Task description » The answer is one number. Say how many lines in the entries below include the word "method".

Records shown »
PR #627, opened 2018-06-19
Pass verbosity to c get info method

mdymczyk:
Some users are getting segfaults in this method (bitfusion) - hopefully more logs will help to pinpoint the problem.

### DIFF
--- a/src/gpu/utils.cu
+++ b/src/gpu/utils.cu
@@ -11,6 +11,8 @@
 #include <iostream>
 #include <assert.h>
 
+#include "../common/logger.h"
+
 #include <cuda_runtime_api.h>
 #include "nvml.h"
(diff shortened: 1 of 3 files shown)


pseudotensor:
Sure, but that's not how it's used right now.  There are no other levels except 0 and 1, so I prefer to keep it as False and True for now so DAI and other uses do not break.

mdymczyk:
@pseudotensor how about this, the API doesn't break (False is automatically handled as 0 and True prints everything) but also supports finer grained logging.

pseudotensor:
Can you add check if verbose == False and set verbose = 0 too?

mdymczyk:
@pseudotensor sure, done.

Written reply » 2